*Work task:*
Please take the records that follow and repeat exactly the lines starting with the line with "Batch21, line 2185: Should" and going on through the line with "I have just".

-- Provided data follows --

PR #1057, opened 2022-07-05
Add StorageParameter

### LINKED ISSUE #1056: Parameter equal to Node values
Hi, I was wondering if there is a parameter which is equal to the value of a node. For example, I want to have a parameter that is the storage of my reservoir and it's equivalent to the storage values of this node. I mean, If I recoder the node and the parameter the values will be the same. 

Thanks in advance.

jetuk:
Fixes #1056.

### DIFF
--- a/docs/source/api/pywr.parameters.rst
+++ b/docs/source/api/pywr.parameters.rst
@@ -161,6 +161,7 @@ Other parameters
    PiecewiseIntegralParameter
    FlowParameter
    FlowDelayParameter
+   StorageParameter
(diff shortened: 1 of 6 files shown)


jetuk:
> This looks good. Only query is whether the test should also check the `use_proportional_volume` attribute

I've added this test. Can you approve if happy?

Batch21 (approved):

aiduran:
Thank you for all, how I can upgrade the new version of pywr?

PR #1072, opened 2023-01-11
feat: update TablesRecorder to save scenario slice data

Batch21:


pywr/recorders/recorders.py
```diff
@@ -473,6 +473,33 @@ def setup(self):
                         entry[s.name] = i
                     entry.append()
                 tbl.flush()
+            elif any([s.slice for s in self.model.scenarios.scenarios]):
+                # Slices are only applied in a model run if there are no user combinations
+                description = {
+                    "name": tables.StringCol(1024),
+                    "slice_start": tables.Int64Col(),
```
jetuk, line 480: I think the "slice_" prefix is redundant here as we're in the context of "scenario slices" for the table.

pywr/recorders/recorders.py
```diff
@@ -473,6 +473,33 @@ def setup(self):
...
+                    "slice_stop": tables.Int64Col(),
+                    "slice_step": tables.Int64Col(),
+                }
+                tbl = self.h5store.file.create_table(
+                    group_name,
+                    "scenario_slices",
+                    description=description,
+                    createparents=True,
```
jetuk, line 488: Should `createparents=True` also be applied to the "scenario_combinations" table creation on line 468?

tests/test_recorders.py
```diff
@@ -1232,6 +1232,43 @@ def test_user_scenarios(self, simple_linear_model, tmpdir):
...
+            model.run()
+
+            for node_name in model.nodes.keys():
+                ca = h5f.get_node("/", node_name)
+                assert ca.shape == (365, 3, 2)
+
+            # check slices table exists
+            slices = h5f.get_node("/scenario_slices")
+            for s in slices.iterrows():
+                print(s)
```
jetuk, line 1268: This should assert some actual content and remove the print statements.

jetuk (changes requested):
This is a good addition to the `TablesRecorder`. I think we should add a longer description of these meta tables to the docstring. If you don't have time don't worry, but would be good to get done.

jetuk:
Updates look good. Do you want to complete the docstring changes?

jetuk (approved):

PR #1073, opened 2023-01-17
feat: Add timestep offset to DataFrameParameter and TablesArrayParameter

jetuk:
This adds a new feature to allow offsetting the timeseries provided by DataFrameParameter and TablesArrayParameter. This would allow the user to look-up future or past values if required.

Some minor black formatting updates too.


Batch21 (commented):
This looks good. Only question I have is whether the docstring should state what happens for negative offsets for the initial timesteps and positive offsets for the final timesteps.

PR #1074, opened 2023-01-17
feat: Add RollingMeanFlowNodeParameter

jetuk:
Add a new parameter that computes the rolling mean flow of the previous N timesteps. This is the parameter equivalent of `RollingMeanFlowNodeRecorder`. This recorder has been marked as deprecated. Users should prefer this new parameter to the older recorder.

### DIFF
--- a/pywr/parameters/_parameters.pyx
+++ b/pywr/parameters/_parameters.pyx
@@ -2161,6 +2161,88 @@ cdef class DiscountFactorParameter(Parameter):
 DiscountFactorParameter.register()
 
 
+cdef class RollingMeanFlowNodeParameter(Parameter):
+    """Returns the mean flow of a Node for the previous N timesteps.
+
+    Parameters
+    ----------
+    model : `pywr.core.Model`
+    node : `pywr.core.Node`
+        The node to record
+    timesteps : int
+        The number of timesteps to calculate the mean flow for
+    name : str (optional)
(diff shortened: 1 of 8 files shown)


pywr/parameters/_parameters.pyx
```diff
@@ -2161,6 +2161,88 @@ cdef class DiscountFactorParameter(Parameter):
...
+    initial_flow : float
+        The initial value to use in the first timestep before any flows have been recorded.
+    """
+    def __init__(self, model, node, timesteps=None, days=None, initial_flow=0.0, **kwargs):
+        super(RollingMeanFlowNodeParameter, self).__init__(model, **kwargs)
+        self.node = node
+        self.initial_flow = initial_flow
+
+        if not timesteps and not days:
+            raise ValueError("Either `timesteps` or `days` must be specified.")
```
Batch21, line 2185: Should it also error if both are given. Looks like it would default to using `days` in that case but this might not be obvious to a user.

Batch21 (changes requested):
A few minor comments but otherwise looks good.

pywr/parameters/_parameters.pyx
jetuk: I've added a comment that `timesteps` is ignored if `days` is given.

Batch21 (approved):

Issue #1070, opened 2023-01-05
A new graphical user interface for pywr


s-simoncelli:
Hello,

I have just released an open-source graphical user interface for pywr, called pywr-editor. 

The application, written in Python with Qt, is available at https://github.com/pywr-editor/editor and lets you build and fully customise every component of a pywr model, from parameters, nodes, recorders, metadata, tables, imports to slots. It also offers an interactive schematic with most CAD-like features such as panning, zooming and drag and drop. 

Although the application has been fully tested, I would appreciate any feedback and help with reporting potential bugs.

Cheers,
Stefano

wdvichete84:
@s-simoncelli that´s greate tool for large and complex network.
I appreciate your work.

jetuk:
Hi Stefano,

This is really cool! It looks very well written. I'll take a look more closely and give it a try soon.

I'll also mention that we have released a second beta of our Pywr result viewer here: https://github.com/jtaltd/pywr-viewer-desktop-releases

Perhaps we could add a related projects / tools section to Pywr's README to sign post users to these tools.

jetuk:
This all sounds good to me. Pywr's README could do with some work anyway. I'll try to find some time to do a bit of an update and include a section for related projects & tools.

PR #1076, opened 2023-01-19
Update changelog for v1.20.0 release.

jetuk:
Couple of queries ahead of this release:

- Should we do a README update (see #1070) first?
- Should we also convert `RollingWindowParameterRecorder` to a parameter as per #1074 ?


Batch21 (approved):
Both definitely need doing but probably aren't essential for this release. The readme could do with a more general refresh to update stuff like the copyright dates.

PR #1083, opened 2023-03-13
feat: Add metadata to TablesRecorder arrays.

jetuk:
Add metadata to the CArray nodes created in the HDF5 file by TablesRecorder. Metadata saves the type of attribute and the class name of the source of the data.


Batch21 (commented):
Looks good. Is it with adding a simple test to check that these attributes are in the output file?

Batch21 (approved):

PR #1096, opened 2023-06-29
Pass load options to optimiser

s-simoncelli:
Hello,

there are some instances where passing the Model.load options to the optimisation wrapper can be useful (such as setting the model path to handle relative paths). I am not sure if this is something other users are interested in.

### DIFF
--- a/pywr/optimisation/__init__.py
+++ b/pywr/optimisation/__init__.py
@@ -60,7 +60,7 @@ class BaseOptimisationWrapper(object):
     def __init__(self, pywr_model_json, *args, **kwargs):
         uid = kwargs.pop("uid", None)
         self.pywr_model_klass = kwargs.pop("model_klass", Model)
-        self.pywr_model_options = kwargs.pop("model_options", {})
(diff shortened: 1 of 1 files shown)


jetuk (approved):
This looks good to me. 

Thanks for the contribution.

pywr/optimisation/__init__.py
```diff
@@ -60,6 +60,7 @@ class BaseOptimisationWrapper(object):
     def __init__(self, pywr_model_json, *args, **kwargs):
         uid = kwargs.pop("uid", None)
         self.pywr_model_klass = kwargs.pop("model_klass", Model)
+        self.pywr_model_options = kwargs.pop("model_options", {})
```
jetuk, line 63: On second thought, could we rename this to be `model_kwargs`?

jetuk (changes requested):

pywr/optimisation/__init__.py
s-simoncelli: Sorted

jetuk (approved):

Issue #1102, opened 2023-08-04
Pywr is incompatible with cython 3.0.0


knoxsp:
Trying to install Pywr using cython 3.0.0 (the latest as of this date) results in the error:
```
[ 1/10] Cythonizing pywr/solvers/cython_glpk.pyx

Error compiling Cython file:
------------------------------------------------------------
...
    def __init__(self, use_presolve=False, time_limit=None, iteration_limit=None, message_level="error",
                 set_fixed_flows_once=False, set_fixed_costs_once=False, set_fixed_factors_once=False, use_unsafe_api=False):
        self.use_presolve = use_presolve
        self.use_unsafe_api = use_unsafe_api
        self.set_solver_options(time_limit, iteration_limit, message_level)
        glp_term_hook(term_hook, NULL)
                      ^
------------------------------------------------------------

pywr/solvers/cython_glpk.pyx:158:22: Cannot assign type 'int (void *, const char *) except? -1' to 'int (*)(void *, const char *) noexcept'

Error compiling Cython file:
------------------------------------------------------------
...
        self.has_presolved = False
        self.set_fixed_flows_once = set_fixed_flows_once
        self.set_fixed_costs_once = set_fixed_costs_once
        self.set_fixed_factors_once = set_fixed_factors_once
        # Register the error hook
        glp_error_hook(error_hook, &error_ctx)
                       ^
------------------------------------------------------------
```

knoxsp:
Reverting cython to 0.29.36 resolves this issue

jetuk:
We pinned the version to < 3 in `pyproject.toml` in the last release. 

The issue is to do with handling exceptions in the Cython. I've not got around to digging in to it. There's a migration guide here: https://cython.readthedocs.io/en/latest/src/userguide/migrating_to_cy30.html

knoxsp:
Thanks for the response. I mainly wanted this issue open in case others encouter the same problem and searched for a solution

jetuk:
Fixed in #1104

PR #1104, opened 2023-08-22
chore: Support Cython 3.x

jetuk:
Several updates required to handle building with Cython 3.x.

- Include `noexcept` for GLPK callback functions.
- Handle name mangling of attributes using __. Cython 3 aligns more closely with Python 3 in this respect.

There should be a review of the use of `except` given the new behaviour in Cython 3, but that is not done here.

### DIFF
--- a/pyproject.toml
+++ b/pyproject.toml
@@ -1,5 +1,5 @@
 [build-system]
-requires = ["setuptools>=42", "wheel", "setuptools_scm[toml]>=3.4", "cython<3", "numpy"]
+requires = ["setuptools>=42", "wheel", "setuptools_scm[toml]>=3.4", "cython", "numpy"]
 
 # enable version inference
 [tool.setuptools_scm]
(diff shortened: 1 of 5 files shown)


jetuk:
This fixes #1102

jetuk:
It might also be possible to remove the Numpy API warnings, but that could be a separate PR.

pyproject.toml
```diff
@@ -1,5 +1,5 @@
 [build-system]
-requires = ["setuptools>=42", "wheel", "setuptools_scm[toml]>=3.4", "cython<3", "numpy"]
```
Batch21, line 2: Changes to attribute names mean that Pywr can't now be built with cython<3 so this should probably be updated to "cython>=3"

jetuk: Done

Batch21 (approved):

-- Provided data concluded --

*Output for this task:*
Batch21, line 2185: Should it also error if both are given. Looks like it would default to using `days` in that case but this might not be obvious to a user.

Batch21 (changes requested):
A few minor comments but otherwise looks good.

pywr/parameters/_parameters.pyx
jetuk: I've added a comment that `timesteps` is ignored if `days` is given.

Batch21 (approved):

Issue #1070, opened 2023-01-05
A new graphical user interface for pywr


s-simoncelli:
Hello,

I have just released an open-source graphical user interface for pywr, called pywr-editor. 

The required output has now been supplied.